[[ Exercise input, beginning ]]

PR #12586, opened 2019-11-03
[Messenger] update events for 4.4

Tobion:
Documentation for https://github.com/symfony/symfony/pull/34217


javiereguiluz (approved):

dbrumann (approved):
Just a minor nitpick, but I would prefer if these where ordered alphabetically.

Tobion:
I think listing them by the order they are dispatched is more readable and logical.

OskarStark (approved):

wouterj:
Thanks! I agree with ordering them in the order they are dispatched.

PR #12587, opened 2019-11-03
Simplify example of GulpBusterVersionStrategy

bocharsky-bw:
It seems we can simplify the code in `applyVersion()` or am I missing something?

Link to the related docs page:
https://symfony.com/doc/current/frontend/custom_version_strategy.html

### DIFF
--- a/frontend/custom_version_strategy.rst
+++ b/frontend/custom_version_strategy.rst
@@ -94,13 +94,7 @@ version string::
                 return $path;
             }
 
-            $versionized = sprintf($this->format, ltrim($path, '/'), $version);
-
-            if ($path && '/' === $path[0]) {
-                return '/'.$versionized;
-            }
-
-            return $versionized;
+            return sprintf($this->format, $path, $version);
         }
 
         private function loadManifest()


javiereguiluz:
I don't know if both codes are equivalent in all cases ... but I think they are both wrong in the following case:

```php
$format = '/%s/%s';
$path = '/foo';
$version = '3';

// Old code:
$versionized = '/foo/3';
return: '//foo/3'

// New code:
return: '//foo/3'
```

bocharsky-bw:
But you're using a different format `/%s/%s`. In this example, the default format is `%s?%s`, and the format we're using is `%s?version=%s`.  If you expect a URL like `/foo/3` - you need to use `%s/%s` format instead and the example will still work.

As I understand, this `GulpBusterVersionStrategy` is nothing more like just take some given path (and we expect the given path is correct, i.e. devs should care about what path to give `/foo/bar` or `foo/bar`) and adds a version of assets to it. I would not expect from this class that it adds the leading slash for me. Or it should always make sure the leading slash exist?

javiereguiluz (approved):
Victor, you are right. I didn't check the entire article. I agree that the format used in this example allows to make this refactorization 👍

bocharsky-bw:
OK, perfect. Thanks for the review, Javier!

OskarStark:
Thank you Victor.

PR #12603, opened 2019-11-07
[mercure] compatibility with v0.8

dunglas:
The new release of the Mercure changes the URL of the hub, and add support for CLI flags (env vars are still supported, but using flags in the docs has the benefit of working on Windows too).


javiereguiluz (approved):

wouterj:
Thanks for keeping the docs in sync with code changes Kévin!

[[ Exercise input, end ]]

What is required ▸ Please restate only the opening stretch of the records above: every line from the first through the one containing "But you're using", exactly as written.

Reply to the task ▸
PR #12586, opened 2019-11-03
[Messenger] update events for 4.4

Tobion:
Documentation for https://github.com/symfony/symfony/pull/34217


javiereguiluz (approved):

dbrumann (approved):
Just a minor nitpick, but I would prefer if these where ordered alphabetically.

Tobion:
I think listing them by the order they are dispatched is more readable and logical.

OskarStark (approved):

wouterj:
Thanks! I agree with ordering them in the order they are dispatched.

PR #12587, opened 2019-11-03
Simplify example of GulpBusterVersionStrategy

bocharsky-bw:
It seems we can simplify the code in `applyVersion()` or am I missing something?

Link to the related docs page:
https://symfony.com/doc/current/frontend/custom_version_strategy.html

### DIFF
--- a/frontend/custom_version_strategy.rst
+++ b/frontend/custom_version_strategy.rst
@@ -94,13 +94,7 @@ version string::
                 return $path;
             }
 
-            $versionized = sprintf($this->format, ltrim($path, '/'), $version);
-
-            if ($path && '/' === $path[0]) {
-                return '/'.$versionized;
-            }
-
-            return $versionized;
+            return sprintf($this->format, $path, $version);
         }
 
         private function loadManifest()


javiereguiluz:
I don't know if both codes are equivalent in all cases ... but I think they are both wrong in the following case:

```php
$format = '/%s/%s';
$path = '/foo';
$version = '3';

// Old code:
$versionized = '/foo/3';
return: '//foo/3'

// New code:
return: '//foo/3'
```

bocharsky-bw:
But you're using a different format `/%s/%s`. In this example, the default format is `%s?%s`, and the format we're using is `%s?version=%s`.  If you expect a URL like `/foo/3` - you need to use `%s/%s` format instead and the example will still work.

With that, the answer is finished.